Stored items:
▶

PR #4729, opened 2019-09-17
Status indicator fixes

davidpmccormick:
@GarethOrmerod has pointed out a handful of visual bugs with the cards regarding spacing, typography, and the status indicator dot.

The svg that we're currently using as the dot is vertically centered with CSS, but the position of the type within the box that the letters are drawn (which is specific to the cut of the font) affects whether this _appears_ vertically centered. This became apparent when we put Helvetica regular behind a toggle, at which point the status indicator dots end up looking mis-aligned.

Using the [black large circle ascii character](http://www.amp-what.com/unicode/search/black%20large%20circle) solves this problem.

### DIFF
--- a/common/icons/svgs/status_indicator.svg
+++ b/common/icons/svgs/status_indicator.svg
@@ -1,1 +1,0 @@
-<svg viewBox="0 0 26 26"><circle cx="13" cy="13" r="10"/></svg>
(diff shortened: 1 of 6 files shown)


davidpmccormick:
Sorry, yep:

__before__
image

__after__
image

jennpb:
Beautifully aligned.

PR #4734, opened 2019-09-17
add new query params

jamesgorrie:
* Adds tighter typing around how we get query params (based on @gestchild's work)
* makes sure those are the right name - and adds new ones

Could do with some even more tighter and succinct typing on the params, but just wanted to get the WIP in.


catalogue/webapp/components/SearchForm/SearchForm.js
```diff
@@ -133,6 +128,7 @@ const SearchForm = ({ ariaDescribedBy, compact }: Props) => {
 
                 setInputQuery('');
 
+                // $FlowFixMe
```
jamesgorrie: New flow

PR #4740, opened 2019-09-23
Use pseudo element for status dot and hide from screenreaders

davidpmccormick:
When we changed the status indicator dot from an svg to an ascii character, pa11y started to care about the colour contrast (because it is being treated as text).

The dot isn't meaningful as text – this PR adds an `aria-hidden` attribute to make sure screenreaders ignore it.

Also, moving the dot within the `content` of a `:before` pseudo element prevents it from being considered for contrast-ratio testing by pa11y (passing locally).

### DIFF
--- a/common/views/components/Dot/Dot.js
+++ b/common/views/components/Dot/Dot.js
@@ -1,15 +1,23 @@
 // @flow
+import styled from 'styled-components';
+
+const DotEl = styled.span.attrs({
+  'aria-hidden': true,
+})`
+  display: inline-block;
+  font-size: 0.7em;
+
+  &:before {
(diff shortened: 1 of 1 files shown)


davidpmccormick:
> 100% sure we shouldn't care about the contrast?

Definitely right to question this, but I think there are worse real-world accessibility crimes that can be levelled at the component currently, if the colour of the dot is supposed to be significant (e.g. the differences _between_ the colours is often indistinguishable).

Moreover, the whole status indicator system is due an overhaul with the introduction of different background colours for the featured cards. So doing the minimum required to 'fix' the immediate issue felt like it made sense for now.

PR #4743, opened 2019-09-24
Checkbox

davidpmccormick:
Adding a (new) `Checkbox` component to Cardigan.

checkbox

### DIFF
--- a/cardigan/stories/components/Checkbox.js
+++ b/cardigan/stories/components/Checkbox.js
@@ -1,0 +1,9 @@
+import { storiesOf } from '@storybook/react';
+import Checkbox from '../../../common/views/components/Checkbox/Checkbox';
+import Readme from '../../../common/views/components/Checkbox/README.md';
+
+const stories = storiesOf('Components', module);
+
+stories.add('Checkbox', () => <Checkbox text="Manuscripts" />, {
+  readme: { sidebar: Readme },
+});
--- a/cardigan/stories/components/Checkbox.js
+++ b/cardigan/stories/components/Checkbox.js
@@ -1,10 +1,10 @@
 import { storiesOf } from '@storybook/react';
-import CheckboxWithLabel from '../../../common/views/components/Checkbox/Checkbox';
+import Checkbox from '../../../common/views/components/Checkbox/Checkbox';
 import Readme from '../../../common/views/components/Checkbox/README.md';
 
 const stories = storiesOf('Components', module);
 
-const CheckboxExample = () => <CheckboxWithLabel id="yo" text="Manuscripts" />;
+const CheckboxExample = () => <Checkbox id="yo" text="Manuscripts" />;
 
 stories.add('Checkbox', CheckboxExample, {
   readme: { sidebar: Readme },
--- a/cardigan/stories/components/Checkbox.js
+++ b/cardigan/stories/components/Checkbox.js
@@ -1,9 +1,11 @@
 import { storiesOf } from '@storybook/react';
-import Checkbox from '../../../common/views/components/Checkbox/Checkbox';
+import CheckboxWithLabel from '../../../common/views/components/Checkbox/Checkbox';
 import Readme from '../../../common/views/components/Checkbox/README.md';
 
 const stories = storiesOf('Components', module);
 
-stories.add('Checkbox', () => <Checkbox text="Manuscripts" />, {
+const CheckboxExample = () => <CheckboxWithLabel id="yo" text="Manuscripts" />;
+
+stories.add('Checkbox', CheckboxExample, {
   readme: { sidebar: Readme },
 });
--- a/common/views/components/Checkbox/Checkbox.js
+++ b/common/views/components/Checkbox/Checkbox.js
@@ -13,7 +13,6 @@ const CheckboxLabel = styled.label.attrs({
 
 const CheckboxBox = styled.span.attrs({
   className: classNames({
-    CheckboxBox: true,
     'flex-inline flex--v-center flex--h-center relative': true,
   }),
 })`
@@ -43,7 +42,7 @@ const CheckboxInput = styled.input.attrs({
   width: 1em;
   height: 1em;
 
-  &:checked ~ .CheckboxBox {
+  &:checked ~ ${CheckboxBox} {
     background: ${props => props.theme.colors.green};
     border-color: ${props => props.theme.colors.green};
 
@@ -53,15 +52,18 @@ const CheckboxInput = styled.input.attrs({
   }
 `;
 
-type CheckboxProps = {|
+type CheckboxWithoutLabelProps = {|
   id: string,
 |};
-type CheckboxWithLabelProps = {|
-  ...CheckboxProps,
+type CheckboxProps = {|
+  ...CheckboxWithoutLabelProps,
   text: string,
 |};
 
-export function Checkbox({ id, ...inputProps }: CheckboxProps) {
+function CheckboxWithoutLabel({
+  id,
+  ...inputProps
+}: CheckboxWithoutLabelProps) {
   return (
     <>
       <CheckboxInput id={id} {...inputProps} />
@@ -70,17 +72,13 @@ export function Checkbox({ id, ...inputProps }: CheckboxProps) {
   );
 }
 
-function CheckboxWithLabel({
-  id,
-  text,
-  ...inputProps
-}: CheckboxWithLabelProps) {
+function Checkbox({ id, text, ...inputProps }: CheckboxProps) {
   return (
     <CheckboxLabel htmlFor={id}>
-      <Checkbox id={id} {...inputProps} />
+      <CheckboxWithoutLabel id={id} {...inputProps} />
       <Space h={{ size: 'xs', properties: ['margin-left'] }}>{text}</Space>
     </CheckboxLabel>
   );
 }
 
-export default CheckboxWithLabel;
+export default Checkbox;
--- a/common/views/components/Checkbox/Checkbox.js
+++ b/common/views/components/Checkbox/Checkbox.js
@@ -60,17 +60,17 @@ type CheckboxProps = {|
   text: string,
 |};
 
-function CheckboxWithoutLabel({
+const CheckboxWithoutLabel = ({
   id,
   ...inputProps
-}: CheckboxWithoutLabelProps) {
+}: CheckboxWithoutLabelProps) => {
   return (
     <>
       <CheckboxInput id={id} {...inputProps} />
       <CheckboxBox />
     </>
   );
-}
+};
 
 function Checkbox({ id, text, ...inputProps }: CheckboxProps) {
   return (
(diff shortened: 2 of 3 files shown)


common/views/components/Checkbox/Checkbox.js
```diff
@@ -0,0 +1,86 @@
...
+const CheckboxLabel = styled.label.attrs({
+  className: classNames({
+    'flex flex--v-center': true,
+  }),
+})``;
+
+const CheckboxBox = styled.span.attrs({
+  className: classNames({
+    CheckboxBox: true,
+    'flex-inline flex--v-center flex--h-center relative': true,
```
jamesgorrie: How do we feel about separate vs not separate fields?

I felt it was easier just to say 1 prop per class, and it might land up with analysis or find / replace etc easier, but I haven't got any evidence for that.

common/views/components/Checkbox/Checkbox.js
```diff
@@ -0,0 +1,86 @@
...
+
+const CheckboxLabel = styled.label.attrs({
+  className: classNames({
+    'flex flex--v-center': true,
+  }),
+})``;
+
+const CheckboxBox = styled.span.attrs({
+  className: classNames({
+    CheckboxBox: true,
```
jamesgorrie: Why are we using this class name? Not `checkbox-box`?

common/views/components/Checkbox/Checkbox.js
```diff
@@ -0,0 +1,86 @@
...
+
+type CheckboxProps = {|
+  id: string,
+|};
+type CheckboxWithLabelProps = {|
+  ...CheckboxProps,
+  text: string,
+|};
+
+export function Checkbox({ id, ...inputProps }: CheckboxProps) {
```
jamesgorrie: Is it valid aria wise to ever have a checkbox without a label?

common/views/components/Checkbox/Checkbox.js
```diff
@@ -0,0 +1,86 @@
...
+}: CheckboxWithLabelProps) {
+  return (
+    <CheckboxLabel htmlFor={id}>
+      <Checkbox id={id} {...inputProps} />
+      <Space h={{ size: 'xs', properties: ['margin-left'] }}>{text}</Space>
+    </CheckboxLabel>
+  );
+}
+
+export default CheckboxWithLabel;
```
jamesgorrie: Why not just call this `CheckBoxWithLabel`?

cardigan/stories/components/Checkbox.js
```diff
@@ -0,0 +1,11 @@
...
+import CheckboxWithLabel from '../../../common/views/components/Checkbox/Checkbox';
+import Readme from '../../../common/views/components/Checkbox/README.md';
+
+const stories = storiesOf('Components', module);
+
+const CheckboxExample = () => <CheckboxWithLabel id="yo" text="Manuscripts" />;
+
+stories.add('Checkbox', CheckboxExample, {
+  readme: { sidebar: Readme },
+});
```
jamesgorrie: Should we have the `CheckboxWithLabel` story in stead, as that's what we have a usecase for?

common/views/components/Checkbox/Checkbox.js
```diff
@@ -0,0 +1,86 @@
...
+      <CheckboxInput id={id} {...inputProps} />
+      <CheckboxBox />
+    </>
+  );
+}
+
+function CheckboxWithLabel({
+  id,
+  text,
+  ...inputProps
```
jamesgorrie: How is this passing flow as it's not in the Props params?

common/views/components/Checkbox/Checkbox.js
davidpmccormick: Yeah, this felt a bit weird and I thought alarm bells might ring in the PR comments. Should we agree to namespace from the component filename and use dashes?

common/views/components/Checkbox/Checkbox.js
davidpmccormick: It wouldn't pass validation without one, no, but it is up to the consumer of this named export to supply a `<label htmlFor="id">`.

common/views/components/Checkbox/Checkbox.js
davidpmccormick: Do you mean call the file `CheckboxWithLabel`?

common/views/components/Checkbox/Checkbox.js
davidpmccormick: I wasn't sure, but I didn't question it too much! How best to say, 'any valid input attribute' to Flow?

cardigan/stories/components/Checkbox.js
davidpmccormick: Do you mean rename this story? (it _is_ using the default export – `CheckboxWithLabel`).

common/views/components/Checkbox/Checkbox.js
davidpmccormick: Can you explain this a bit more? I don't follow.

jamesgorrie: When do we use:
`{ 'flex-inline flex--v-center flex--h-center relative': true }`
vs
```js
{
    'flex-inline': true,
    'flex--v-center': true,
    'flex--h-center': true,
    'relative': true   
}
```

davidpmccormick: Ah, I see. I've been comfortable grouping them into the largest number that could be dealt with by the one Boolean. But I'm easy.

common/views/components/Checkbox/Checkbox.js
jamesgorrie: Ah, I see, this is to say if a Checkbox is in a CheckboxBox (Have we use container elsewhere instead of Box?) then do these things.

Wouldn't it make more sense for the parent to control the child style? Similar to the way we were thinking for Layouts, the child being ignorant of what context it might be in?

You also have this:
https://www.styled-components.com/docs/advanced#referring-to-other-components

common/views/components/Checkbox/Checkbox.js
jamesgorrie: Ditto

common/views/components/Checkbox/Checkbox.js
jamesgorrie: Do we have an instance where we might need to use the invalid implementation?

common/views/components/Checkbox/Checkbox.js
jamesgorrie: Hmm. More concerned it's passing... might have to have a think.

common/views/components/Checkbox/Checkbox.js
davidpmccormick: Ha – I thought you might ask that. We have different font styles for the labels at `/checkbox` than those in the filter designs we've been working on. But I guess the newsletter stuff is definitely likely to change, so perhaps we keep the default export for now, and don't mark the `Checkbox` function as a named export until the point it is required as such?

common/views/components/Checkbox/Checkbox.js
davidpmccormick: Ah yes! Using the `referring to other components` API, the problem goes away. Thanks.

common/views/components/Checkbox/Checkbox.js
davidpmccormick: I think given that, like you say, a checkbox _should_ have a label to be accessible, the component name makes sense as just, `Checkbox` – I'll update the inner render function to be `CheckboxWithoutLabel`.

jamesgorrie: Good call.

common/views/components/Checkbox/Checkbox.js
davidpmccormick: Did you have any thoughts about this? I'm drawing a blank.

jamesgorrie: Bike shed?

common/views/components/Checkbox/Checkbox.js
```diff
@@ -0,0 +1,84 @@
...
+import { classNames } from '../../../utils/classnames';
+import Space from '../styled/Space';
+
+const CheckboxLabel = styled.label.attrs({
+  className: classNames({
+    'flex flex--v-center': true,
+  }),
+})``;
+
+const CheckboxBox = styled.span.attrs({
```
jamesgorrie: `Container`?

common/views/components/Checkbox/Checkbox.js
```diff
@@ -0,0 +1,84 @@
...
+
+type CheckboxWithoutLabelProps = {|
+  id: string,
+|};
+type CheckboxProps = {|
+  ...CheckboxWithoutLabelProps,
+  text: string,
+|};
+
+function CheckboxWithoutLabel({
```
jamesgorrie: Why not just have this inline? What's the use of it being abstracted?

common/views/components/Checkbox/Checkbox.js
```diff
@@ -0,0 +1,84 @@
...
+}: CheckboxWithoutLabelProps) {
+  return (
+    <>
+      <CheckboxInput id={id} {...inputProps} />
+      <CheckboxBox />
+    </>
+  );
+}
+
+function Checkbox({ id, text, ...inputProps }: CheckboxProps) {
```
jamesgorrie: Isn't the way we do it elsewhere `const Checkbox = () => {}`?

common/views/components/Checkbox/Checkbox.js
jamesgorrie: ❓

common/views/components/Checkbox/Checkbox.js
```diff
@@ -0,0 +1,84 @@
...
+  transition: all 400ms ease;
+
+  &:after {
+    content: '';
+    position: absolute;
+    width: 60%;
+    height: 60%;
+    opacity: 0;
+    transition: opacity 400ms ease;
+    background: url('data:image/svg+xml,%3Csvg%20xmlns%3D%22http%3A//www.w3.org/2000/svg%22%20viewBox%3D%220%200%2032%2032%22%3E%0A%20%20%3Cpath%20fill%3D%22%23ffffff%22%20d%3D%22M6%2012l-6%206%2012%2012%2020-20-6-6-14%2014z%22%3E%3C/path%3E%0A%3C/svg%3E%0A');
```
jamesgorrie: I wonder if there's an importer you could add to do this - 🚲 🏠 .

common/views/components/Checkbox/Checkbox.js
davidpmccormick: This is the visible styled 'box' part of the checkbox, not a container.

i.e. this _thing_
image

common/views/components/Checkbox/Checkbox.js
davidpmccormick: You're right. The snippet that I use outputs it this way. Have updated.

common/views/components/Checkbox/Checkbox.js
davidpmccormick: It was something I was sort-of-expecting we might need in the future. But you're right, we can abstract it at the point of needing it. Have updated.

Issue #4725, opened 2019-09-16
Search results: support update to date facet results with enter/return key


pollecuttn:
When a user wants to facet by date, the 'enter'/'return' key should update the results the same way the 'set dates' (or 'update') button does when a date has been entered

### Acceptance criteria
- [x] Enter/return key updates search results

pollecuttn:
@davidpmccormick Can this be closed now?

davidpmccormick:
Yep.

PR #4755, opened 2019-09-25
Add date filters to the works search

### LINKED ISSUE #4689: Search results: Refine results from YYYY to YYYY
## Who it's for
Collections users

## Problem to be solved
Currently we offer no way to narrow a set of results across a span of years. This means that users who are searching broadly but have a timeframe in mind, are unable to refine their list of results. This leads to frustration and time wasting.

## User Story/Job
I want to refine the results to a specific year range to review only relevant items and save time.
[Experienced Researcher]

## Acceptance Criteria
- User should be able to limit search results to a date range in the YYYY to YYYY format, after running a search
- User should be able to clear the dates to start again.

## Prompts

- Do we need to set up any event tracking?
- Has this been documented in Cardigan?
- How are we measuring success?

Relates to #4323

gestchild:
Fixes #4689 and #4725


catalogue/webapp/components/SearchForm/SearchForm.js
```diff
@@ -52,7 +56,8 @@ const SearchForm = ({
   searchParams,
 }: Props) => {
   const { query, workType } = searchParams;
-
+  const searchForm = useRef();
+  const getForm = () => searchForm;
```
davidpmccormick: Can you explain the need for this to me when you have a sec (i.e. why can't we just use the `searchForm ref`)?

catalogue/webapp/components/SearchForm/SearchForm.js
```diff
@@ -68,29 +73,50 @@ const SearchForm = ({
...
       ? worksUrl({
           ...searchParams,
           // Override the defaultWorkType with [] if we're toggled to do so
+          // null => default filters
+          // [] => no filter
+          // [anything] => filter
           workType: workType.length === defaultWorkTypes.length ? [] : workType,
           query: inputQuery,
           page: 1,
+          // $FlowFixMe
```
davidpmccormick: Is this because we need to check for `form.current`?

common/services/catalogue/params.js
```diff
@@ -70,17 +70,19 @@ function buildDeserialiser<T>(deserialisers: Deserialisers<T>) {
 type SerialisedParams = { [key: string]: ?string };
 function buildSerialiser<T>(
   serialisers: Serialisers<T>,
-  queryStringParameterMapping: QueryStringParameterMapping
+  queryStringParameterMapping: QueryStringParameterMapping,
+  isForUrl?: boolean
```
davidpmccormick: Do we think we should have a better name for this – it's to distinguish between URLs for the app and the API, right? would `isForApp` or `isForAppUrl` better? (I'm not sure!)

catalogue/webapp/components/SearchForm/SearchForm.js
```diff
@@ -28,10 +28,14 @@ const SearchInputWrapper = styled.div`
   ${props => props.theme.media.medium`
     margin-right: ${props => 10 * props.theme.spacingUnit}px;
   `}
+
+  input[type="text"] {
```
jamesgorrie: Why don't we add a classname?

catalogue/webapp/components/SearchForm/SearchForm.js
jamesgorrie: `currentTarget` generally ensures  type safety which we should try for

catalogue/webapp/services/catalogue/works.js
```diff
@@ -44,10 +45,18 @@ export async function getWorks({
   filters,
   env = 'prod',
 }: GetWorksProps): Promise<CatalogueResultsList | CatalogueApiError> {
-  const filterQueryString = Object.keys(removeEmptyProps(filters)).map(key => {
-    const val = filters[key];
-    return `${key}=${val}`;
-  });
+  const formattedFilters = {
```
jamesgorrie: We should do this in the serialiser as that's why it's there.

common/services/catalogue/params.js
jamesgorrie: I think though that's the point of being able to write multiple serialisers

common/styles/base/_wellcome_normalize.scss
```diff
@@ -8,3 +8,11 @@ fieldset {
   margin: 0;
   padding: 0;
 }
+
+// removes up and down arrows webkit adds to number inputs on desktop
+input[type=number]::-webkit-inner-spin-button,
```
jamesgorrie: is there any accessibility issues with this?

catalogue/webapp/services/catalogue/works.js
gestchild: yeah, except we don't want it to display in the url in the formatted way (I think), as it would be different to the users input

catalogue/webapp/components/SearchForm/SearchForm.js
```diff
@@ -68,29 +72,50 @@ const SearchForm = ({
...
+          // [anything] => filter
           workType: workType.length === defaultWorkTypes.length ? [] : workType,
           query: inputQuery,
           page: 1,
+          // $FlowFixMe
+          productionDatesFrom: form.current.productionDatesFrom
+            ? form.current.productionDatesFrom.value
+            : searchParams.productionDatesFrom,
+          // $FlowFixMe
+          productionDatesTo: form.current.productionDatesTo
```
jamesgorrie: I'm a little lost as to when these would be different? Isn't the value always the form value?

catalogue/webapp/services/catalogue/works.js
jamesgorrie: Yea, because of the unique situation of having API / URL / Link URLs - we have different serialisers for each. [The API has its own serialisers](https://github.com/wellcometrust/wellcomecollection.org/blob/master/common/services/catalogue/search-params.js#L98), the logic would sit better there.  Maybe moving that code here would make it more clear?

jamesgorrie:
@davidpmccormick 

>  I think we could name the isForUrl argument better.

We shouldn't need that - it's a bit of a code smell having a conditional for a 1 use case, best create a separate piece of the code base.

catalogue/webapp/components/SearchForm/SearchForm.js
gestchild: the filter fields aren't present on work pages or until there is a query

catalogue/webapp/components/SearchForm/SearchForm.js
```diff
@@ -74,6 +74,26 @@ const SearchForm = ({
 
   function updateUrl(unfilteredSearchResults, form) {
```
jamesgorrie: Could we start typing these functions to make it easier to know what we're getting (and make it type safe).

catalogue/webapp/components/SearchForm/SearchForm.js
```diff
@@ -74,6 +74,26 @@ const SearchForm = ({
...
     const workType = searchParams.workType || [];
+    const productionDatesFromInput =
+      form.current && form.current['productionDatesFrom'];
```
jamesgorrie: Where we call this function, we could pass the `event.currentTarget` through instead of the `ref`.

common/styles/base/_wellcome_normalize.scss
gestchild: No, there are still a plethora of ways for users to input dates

◀

Counting only lines that contain the word "webkit", state how many appear in the entries, and add nothing.

Exercise result — 2